Some people argue that the black economy also generates jobs and production. For instance, they argue that a lot of goods are bought in the market using black incomes, and that leads to increase in production and employment. They argue that the black economy generates informal sector employment and helps the poor. Some go to the extent of arguing that India escaped the worst effects of the global recession in 2008, and the economy only slowed down because a large amount of black money was floating around—which generated additional demand. Some justify bribes as “speed money” that enables work to be done faster. There is some truth in all this. Yet, it can be shown that the ill-effects of the black economy far outweigh its beneficial effects.

Think of bribe as “speed money”. In order to extract a bribe, the bureaucracy first slows down work and harasses the public. If work was automatically done, why would anyone pay bribes? Thus, the system has to be made inefficient so that those who can afford to pay can get their work done quickly but the rest continue to suffer. The administration becomes rundown since rather than devising ways to work efficiently, it is busy thinking of ways to make money by setting up roadblocks to efficient functioning. This has spawned a culture of ‘middlemen’ and personal approach to officers. Things hardly happen in the routine manner. The corrupt need the middleman to insulate themselves from direct public contact lest someone reports them. The bribe-giver also, not knowing how much to bribe and how to contact the administrator in charge, finds it a convenient arrangement.

MUCH of the black economy in India is like “digging holes and filling them”. That is, one digs a hole during the day and then another fills it up at night; the next day there is zero output but two salaries are paid. This is “activity without productivity”. An example is of poorly made roads that get washed away or become pot-holed with every rain and need repeated repairs. Thus, instead of new roads coming up, much of the budget allocation is spent on maintenance. Teachers may not teach properly in class so that students have to go for tuitions. Not only have families to pay extra but the students find learning to be insipid and lose interest. This affects their creativity and future.

Consider how millions of litigants, their families/friends, and lawyers arrive daily in the courts. In most instances, the hearing in a particular case lasts just a few minutes. The next date, weeks or months away, is announced, and they go back home. Not only is justice delayed inordinately, but time is lost and expenses are incurred on lawyers’ fees, travel, and so on. Cases that could be resolved in a few months go on for years, multiplying costs. The expense of delayed justice is both direct and indirect. Delay is often a result of the impact of the black economy. Honest people who lose hope start resorting to other means, which dents the notion of social justice and weakens society. This cost cannot be calculated in monetary terms but it is significant.

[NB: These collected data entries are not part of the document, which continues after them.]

Issue #417, opened 2022-08-18
Build selective acks bug in uTP


ogenev:
Empty selective acks field is returned when we receive uTP packet with seq number > ack_nr + 1.

PR #422, opened 2022-08-24
Fix some uTP issues

ogenev:
### What was wrong?
Fixes https://github.com/ethereum/trin/issues/417

Some uTP issues were observed when testing uTP protocol with 10k byte transfer and network delay.

### How was it fixed?
- Build selective ack for an empty incoming buffer, this case was not handled.
- Insert packets into the incoming buffer before packet handling.
- Remove all acknowledged packets from send window upon selective ack receive.
- Emit close event after FIN packet is fully handled.

### To-Do

- [x] Clean up commit history

### DIFF
--- a/newsfragments/417.fixed.md
+++ b/newsfragments/417.fixed.md
@@ -1,0 +1,2 @@
+- Fix selective ask bug in uTP protocol.
+- Fix a bug caused by emitting uTP stream close event before the incoming buffer is flushed.
--- a/newsfragments/417.fixed.md
+++ b/newsfragments/417.fixed.md
@@ -1,2 +1,2 @@
-- Fix selective ask bug in uTP protocol.
+- Fix selective ack bug in uTP protocol.
 - Fix a bug caused by emitting uTP stream close event before the incoming buffer is flushed.
--- a/trin-core/src/utp/stream.rs
+++ b/trin-core/src/utp/stream.rs
@@ -927,7 +927,7 @@ impl UtpStream {
                 let mut reply = self.prepare_reply(packet, PacketType::State);
 
                 if packet.seq_nr().wrapping_sub(self.ack_nr) > 1 {
-                    debug!(
+                    warn!(
                         "current ack_nr ({}) is behind received packet seq_nr ({})",
                         self.ack_nr,
                         packet.seq_nr()
@@ -1325,6 +1325,14 @@ impl UtpStream {
 
         debug!("received {:?}", packet);
 
+        // Insert data packet into the incoming buffer if it isn't a duplicate of a previously
+        // discarded packet
+        if packet.get_type() == PacketType::Data
+            && packet.seq_nr().wrapping_sub(self.last_dropped) > 0
+        {
+            self.insert_into_buffer(packet.clone());
+        }
+
         // Process packet, including sending a reply if necessary
         if let Some(mut pkt) = self
             .handle_packet(&packet, self.connected_to.clone())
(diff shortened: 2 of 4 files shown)


newsfragments/417.fixed.md
```diff
@@ -0,0 +1,2 @@
+- Fix selective ask bug in uTP protocol.
```
jacobkaufmann, line 1:
```suggestion
- Fix selective ack bug in uTP protocol.
```

utp-testing/docker/circleci/Dockerfile
```diff
@@ -1,4 +1,4 @@
-FROM debian:bullseye-slim
+FROM ubuntu:22.04
```
jacobkaufmann, line 1: Why the change here?

jacobkaufmann (commented):
Nice! I would like to see some unit tests alongside the changes that cover these bugs.

utp-testing/docker/circleci/Dockerfile
ogenev: There are some issues with the Debian slim image when I try to run the test app container locally. Switching to the latest ubuntu LTS works like a charm.

trin-core/src/utp/stream.rs
```diff
@@ -320,9 +320,18 @@ impl UtpListener {
...
+                            let mut result = Vec::new();
                             let mut buf = [0; BUF_SIZE];
-                            if let Err(msg) = conn.recv(&mut buf).await {
-                                error!("Unable to receive uTP FIN packet: {msg}")
+
+                            match conn.recv(&mut buf).await {
+                                Ok(bytes_read) => {
+                                    if let Some(bytes) = bytes_read {
+                                        result.extend_from_slice(&buf[..bytes]);
+                                        conn.recv_data_stream.append(&mut result);
```
jacobkaufmann, line 330: Why do we need `result` here? We can just do the following:

```rust
conn.recv_data_stream.extend_from_slice(&buf[..bytes]);
```

trin-core/src/utp/stream.rs
```diff
@@ -789,6 +798,14 @@ impl UtpStream {
 
     /// Builds the selective acknowledgement extension data for usage in packets.
     fn build_selective_ack(&self) -> Vec<u8> {
+        // Build selective ack for empty incoming buffer
+        if self.incoming_buffer.is_empty() {
+            let mut sack: Vec<u8> = vec![0u8; 4];
+            sack[0] |= 1 << 0;
```
jacobkaufmann, line 804:
```suggestion
            let mut sack: Vec<u8> = vec![0u8; 4];
            sack[0] = 1;
```

trin-core/src/utp/stream.rs
```diff
@@ -1097,6 +1113,25 @@ impl UtpStream {
...
+                        .take_while(|&seq_nr| seq_nr <= last_seq_nr);
+
+                    for seq_nr in ack_packets {
+                        if let Some(position) = self
+                            .send_window
+                            .iter()
+                            .position(|packet| packet.seq_nr() == seq_nr)
+                        {
+                            let packet = self.send_window.remove(position);
+                            self.cur_window = self.cur_window.saturating_sub(packet.len() as u32);
```
jacobkaufmann, line 1131: Should we be panicking here instead of `saturating_sub`? If we overflow, does that reflect some incorrect accounting on our part, or is this defense from some incorrect behavior from the peer?

ogenev: Thinking about it now, panicking makes more sense because it will indicate a bug in our code.

njgheorghita (approved):
:ship:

Because of the growing black economy, policies fail both at the macro-level and the micro-level. Planning or monetary policy or fiscal policies do not achieve the desired results because of the existence of a substantial black economy. Targets for education, health, drinking water and so on are not achieved because “expenditures do not mean outcomes”. The economy does not lack resources but faces resource shortage. Much investment goes into wasteful and unproductive channels, like holding gold or real estate abroad. The flight of capital lowers the employment potential and the level of output in the economy. Capital sent abroad does not generate output in India but does so where it goes. A country that is considered capital-short has been exporting capital. A nation that gives concessions to multinational corporations to bring in capital loses more capital than it gets, and that too at a high cost, from foreign institutional investments or foreign direct investment. India’s policies are open to the dictates of international capital because the country’s businessmen and politicians have taken capital out in large doses since independence. The costs are huge.

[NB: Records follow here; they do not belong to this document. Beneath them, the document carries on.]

PR #429, opened 2022-08-29
Add compare fn to MasterAccumulator

njgheorghita:
### What was wrong?
Need a function to validate that one `MasterAccumulator` contains the same validation data as another. For example, when bootstrapping & fetching `N` master accumulators from network peers, we want to validate that all of these accumulators contain the same validation data, even if they are not at the same height.

This means that all historical epoch roots should match, up to the point that both accumulators have the same number of historical epoch roots.

If one accumulator is not in the same current epoch as the other, there is no reason to validate that the header records from different current epochs match. So we return a valid check.

If the accumulators are both in the same current epoch, then we validate that both sets of header records check, up to the point that both accumulators have the same number of header records in their current epoch.

### How was it fixed?
Added `master_accumulator.validation_data_matches(other_master_accumulator) -> anyhow::Result<()>`.

### To-Do

- [x] Clean up commit history

### DIFF
--- a/trin-core/src/types/accumulator.rs
+++ b/trin-core/src/types/accumulator.rs
@@ -1,3 +1,4 @@
+use anyhow::anyhow;
 use ethereum_types::U256;
 use ssz::Encode;
 use ssz_derive::{Decode, Encode};
@@ -42,6 +43,69 @@ impl MasterAccumulator {
                 header_records: HeaderRecordList::empty(),
             },
         }
+    }
+
+    pub fn latest_height(&self) -> u64 {
+        let historical_height = self.epoch_number() * EPOCH_SIZE as u64;
+        historical_height + self.header_record_count()
+    }
+
+    fn header_record_count(&self) -> u64 {
+        u64::try_from(self.current_epoch.header_records.len())
+            .expect("Header Record count should not overflow u64")
+    }
+
+    fn epoch_number(&self) -> u64 {
+        u64::try_from(self.historical_epochs.epochs.len())
+            .expect("Historical Epoch count should not overflow u64")
+    }
+
+    /// Compare that one master accumulator contains the same validation data as another,
+    /// regardless of each accumulator's current height.
+    pub fn validation_data_matches(&self, other: &Self) -> anyhow::Result<()> {
+        if self.historical_epochs.tree_hash_root() != other.historical_epochs.tree_hash_root() {
+            let historical_epochs = self
+                .historical_epochs
+                .epochs
+                .into_iter()
+                .zip(other.historical_epochs.epochs.into_iter());
+            for (index, (self_epoch, other_epoch)) in historical_epochs.into_iter().enumerate() {
+                if self_epoch != other_epoch {
+                    return Err(anyhow!(
+                        "Accumulator mismatch at historical epoch #{:?}.
+                        Expected historical epoch root: {:?}.
+                        Found historical epoch root: {:?}",
+                        index,
+                        self_epoch,
+                        other_epoch
+                    ));
+                }
+            }
+        }
+        // only check header records if accs. in same epoch.
+        if self.epoch_number() != other.epoch_number() {
+            return Ok(());
+        }
+        if self.current_epoch.tree_hash_root() != other.current_epoch.tree_hash_root() {
+            let header_records = self
+                .current_epoch
+                .header_records
+                .into_iter()
+                .zip(other.current_epoch.header_records.into_iter());
+            for (index, (self_hr, other_hr)) in header_records.into_iter().enumerate() {
+                if self_hr != other_hr {
+                    return Err(anyhow!(
+                        "Accumulator mismatch at header record #{:?}.
+                        Expected header record: {:?}.
+                        Found header record: {:?}",
+                        index,
+                        self_hr,
+                        other_hr
+                    ));
+                }
+            }
+        }
+        Ok(())
     }
 
     /// Update the master accumulator state with a new header.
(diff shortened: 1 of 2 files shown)


trin-core/src/types/accumulator.rs
```diff
@@ -44,6 +45,59 @@ impl MasterAccumulator {
...
     }
 
+    pub fn latest_height(&self) -> i64 {
+        let historical_height = self.epoch_number() * EPOCH_SIZE as i64;
+        historical_height + self.current_epoch.header_records.len() as i64
+    }
+
+    pub fn epoch_number(&self) -> i64 {
+        self.historical_epochs.epochs.len() as i64
+    }
```
jacobkaufmann, line 55: Why do we need `i64` here?

trin-core/src/types/accumulator.rs
```diff
@@ -44,6 +45,59 @@ impl MasterAccumulator {
         }
     }
 
+    pub fn latest_height(&self) -> i64 {
+        let historical_height = self.epoch_number() * EPOCH_SIZE as i64;
+        historical_height + self.current_epoch.header_records.len() as i64
+    }
```
jacobkaufmann, line 51: Why do we need `i64` here? Can we use `usize` or `u64`?

trin-core/src/types/accumulator.rs
```diff
@@ -44,6 +45,59 @@ impl MasterAccumulator {
...
+                return Err(anyhow!(
+                    "Accumulator mismatch at header record #{:?}.
+                    Expected header record: {:?}.
+                    Found header record: {:?}",
+                    index,
+                    self_hr,
+                    other_hr
+                ));
+            }
+        }
```
jacobkaufmann, line 97: We should be able to simplify this quite a lot by comparing common prefix slices of the historical epochs and/or header records in the latest common epoch directly.

jacobkaufmann (commented):
I don't understand some of the choices here, particularly around typing for `latest_height` and `epoch_number`.

I don't understand why `compare` returns a `Result` as opposed to a `bool`.

I also think that the name `compare` does not really capture what the function does. It seems like we are checking whether one accumulator is a valid prefix of the other accumulator.

We can also simplify the implementation of `compare` with equality checks for slices. We would lose the granularity in the error message as to which entry is the first mismatch, but I'm not sure that we need an error message in the first place re: `Result` v `bool`.

trin-core/src/types/accumulator.rs
```diff
@@ -44,6 +45,59 @@ impl MasterAccumulator {
         }
     }
 
+    pub fn latest_height(&self) -> u64 {
+        let historical_height = self.epoch_number() * EPOCH_SIZE as u64;
+        historical_height + self.current_epoch.header_records.len() as u64
```
ogenev, line 50: Is it possible to overflow here?

njgheorghita: Imo, not really. Doubt the blockchain height will ever exceed the largest `u64` - or come even remotely close. I can update this to check if you think we should

ogenev: I'm happy to leave it as it is, IMO panicking is good when it indicates a bug in our code.

carver: So just to be specific @ogenev -- your suggestion here would be to use something like `u64::try_from(...).unwrap()`, right? Yeah, that totally works for me too.

carver:
Try rebasing in master, which fixes a couple flakiness issues on the windows test.

trin-core/src/types/accumulator.rs
ogenev: > So just to be specific @ogenev -- your suggestion here would be to use something like `u64::try_from(...).unwrap()`, right? Yeah, that totally works for me too.

Not sure if we need `try_from` and `unwrap`, the code will panic with an overflow error if the sum of both values exceeds the return type of u64.

trin-core/src/types/accumulator.rs
ogenev: I guess the design decision here - comparing header by header instead of comparing a slice of headers, is to know at which header record there is a mismatch?

trin-core/src/types/accumulator.rs
```diff
@@ -44,6 +45,65 @@ impl MasterAccumulator {
...
+    /// Compare that one master accumulator contains the same validation data as another,
+    /// regardless of each accumulator's current height.
+    pub fn validation_data_matches(&self, other: &Self) -> anyhow::Result<()> {
+        let historical_epochs = self
+            .historical_epochs
+            .epochs
+            .into_iter()
+            .zip(other.historical_epochs.epochs.into_iter());
+        for (index, (self_epoch, other_epoch)) in historical_epochs.into_iter().enumerate() {
+            if self_epoch != other_epoch {
```
ogenev, line 72: I guess comparing epoch by epoch here and header by header below, instead of comparing slices of epochs/headers, is to know at which epoch/header record there is a mismatch?

trin-core/src/types/accumulator.rs
njgheorghita: Fair enough. I don't mind reverting the latest commit if you don't think the `expect()` messages would be useful?

trin-core/src/types/accumulator.rs
njgheorghita: Yup, pretty much. I've already found this debugging information helpful. I have a feeling that it will continue be helpful as we start introducing real accumulators into the network, passing them around, and using them to validate real data.

I guess the point you & @jacobkaufmann are making is that this design can result a lot of unnecessary work. Although I'm still not sure I understand what a "slice" is? But, I've added a check to compare the tree root hashes for the two data types before iterating. So we only perform the iteration to find the offending mismatch if the two root hashes don't match.

ogenev: Cool, that makes sense to me.

> Although I'm still not sure I understand what a "slice" is?
Array or vector of epochs.

trin-core/src/types/accumulator.rs
ogenev: > Fair enough. I don't mind reverting the latest commit if you don't think the `expect()` messages would be useful?

Don't have any preference really.

ogenev (approved):
Looks good to me :+1:

PR #431, opened 2022-09-05
Replace infura url with general trusted provider

njgheorghita:
### What was wrong?
We want the ability to make http requests to a "trusted provider" (usually Infura - or one of the internal geth nodes devops setup) - as well as open up a websocket connection to use `eth_subscribe` for listening to new heads. Infura allows a ws connection, but I'm still waiting to hear from devops if our internal nodes support ws. Either way, support for geth over ws can come in a following pr.

This pr is more about creating a datatype: `TrustedProvider`, that will allow on-demand access to the providers wherever it may be required (inside `jsonrpc/service.rs` and the `HeaderOracle`). 

### How was it fixed?
Adds the ability to use a choose either Infura or geth as your trusted provider. The default is still infura, so nothing will change for users. I've added the `"geth"` option with the `"experimental"` description b/c it's not quite ready for use (aka documentation) and there's a chance things change as the ability to build up your own master accumulator &/or subscribe to new headers is implemented.

### To-Do

- [x] Clean up commit history


mrferris (changes requested):
Looks good! Just a few thoughts.

A couple of thoughts I left are related to letting `structopt` and the type system handle as much CLI logic as possible to avoid CLI logic needing to be done downstream within trin, which might turn into spaghetti as we add more CLI options/arguments that may or may not play nicely with each other. 

Also, keeping CLI logic upstream allows for the CLI to be easily-unit-testable without having to run an entire trin instance. On that note, this PR could use at least a unit test for the erroneous case where `infura` is the provider and `geth_url` is provided, similar to the existing `test_http_protocol_rejects_custom_web3_ipc_path` test.

trin-core/src/utils/provider.rs
```diff
@@ -0,0 +1,120 @@
...
+        Err(_) => panic!(
+            "Must supply Infura key as environment variable, like:\n\
+            TRIN_INFURA_PROJECT_ID=\"your-key-here\" trin"
+        ),
+    }
+}
+
+fn build_infura_http_client_from_env() -> ureq::Request {
+    let infura_project_id = get_infura_project_id_from_env();
+    let infura_url = format!("{}{}", INFURA_BASE_HTTP_URL, infura_project_id);
```
ogenev, line 84:
```suggestion
    let infura_url = format!("{INFURA_BASE_HTTP_URL}{infura_project_id}");
```

trin-core/src/utils/provider.rs
```diff
@@ -0,0 +1,120 @@
...
+    ureq::post(&infura_url)
+}
+
+fn build_infura_ws_url_from_env() -> String {
+    let infura_project_id = get_infura_project_id_from_env();
+    format!("{}{}", INFURA_BASE_WS_URL, infura_project_id)
```
ogenev, line 90:
```suggestion
    format!("{INFURA_BASE_WS_URL}{infura_project_id}")
```

trin-core/src/utils/provider.rs
```diff
@@ -0,0 +1,120 @@
...
+}
+
+fn get_geth_client_id_from_env() -> String {
+    match env::var("GETH_CLIENT_ID") {
```
ogenev, line 94: I see we are starting to use a lot of envs, Are there any plans to introduce a configuration file in the future, something like `config.toml` for example?

njgheorghita:
@mrferris Yup, good call on the enum. I also added tests to make sure we're parsing correctly. Re: pushing all of the logic handling responsibility to structopt, I had some trouble getting it to play nicely w/ our tests (especially the `required_if()` rule). What I kept running into is that structopt will enforce those rules [here](https://github.com/ethereum/trin/pull/431/files#diff-fa6e7eb0eae58f0f6ad91959a7c98838009df0c8bf30a2622b10ad8949fcb6fbR174), and return an error. But our testing has the pattern to validate that we panic w/ invalid args. You can see we also have some custom logic inside `TrinConfig::new_from()` handling for the ipc path args.

So it seems to me, we have some discontinuity b/w expected behavior for invalid args. Sometimes structopt's parsing recognizes a mistake and prints out a nice, custom message to the user. Other times, our custom logic handling will recognize a mistake and panic. 

Is this a bad thing? Is it necessary/worthwhile that structopt handles all of the arg validation logic (aka `TrinConfig::new_from()` should have NO validation logic)?

I'm not convinced that we need to put forth the effort to have structopt responsible for all arg validation logic. Mostly since it is a library we don't control, and there are probably some real limitations to whether it can be used the way we need to. 

But, yeah I also see that handling different types of arg validation logic in different places can get messy / confusing. Though, this is where I think tests come in handy to ensure the behavior is as expected.

Either way, I do feel like the larger question of where do/should we perform all parsing validation is beyond the scope of this pr. If we come to the agreement that it's worth updating - then I say let's track it in a separate issue.

trin-core/src/utils/provider.rs
njgheorghita: I believe there used to be an issue for it, but it might have been closed. For the time being, I'm alright with env variables - especially since I feel less likely to leak secrets by including a `.env` file in a commit than a `config.toml` file. But that's just personal preference. At some point we'll definitely want a config file

ogenev (approved):
:boat:

tests/self_peertest.rs
```diff
@@ -39,7 +40,11 @@ mod test {
             .iter(),
         )
         .unwrap();
-        let test_client_exiter = trin::run_trin(trin_config, String::new()).await.unwrap();
+        let trusted_provider = TrustedProvider {
+            http: Some(ureq::post("")),
```
mrferris, line 44: Why is a `Request` with an empty URL passed here? I'm assuming it means there's no trusted provider in this case, but why not pass `None`?

mrferris (commented):
@njgheorghita Good point on just handling validation in `new_from`, that gives us a lot more control than `structopt`.

Did another look over and everything looks good to me, just wondering about the question below.

tests/self_peertest.rs
njgheorghita: Good catch, turns out there was a situation in our jsonrpc handling that would return an error if this value is `None`. But, I realized that it doesn't make sense for this to be an `Option`. `Option` makes sense for the `ws` provider, since we don't currently support `ws` for `--trusted-provider geth`. But for `http` we will always have an http client, whether `--trusted-provider` is set to `infura` or `geth`. So I removed the Option.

THE direct and indirect costs are of policy failures, unproductive investments, slower development, higher inequity, environmental destruction and a lower rate of growth of the economy than would have been possible. India could have been growing faster, by about five per cent, since the 1970s if it did not have the black economy. Consequently, India could have been a $ 8-trillion economy, the second largest in the world. Per capita income could have been seven times larger; India would then have been a middle-income country and not one of the poorest. That has been a huge cost.

The black economy also leads to “the usual becoming the unusual and the unusual the usual”. That which should happen does not, and that which should not keeps happening. We should be getting 220 volts electricity but mostly get 170 volts or 270 volts. Equipment burns out; so all expensive gadgets need voltage stabilisers. This results in higher capital costs; maintenance costs rise. Water in taps should be potable, but it is of uneven quality because the pipes are not properly laid and sewage seeps in. Thus, people carry water bottles, use water-purifiers and boil water at great extra cost. Even then, people fall ill. Some 70 per cent of all diseases in India is related to water, so we spend extra on hospitalisation and treatment. Then there is the associated loss of productivity; the poor are particularly the victims.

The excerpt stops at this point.